◆ TASK DETAILS ◆
Search the data below for the string "write" and copy all lines where it shows up.

*** INPUT DATA Section Begins ***

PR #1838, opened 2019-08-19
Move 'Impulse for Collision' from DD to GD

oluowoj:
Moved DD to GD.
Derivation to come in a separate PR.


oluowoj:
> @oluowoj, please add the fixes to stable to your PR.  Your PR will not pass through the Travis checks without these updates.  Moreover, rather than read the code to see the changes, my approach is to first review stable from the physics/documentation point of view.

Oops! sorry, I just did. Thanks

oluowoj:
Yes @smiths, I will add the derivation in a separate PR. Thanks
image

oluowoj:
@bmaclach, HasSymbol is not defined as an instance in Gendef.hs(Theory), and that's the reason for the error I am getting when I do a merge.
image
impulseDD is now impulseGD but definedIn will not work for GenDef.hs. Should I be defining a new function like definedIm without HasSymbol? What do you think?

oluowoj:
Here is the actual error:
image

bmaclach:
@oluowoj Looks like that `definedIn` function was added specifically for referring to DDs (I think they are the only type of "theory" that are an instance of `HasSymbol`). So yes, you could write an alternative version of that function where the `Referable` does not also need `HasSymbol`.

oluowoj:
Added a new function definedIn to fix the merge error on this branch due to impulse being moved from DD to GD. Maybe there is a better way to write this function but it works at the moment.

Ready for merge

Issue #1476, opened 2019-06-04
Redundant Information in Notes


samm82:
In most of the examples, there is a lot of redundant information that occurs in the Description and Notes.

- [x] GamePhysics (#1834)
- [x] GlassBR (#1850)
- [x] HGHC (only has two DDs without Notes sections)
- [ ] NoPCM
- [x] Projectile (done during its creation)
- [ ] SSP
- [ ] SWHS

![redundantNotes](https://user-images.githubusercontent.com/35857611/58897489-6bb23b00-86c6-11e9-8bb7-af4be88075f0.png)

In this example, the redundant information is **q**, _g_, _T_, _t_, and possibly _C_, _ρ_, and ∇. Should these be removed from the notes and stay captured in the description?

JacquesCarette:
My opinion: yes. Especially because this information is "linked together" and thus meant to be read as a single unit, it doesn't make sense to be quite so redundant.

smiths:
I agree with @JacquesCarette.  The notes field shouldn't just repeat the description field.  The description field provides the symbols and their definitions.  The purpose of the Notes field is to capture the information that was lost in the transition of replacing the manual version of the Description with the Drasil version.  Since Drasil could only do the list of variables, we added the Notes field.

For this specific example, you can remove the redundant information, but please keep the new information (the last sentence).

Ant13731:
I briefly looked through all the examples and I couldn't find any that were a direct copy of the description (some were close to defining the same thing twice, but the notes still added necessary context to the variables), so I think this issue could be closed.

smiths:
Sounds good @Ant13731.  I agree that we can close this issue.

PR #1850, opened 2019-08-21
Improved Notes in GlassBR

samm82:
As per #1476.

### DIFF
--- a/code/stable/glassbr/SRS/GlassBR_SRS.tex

*** INPUT DATA Section Ends ***

◆ ANSWER TO THIS EXERCISE ◆
@oluowoj Looks like that `definedIn` function was added specifically for referring to DDs (I think they are the only type of "theory" that are an instance of `HasSymbol`). So yes, you could write an alternative version of that function where the `Referable` does not also need `HasSymbol`.
Added a new function definedIn to fix the merge error on this branch due to impulse being moved from DD to GD. Maybe there is a better way to write this function but it works at the moment.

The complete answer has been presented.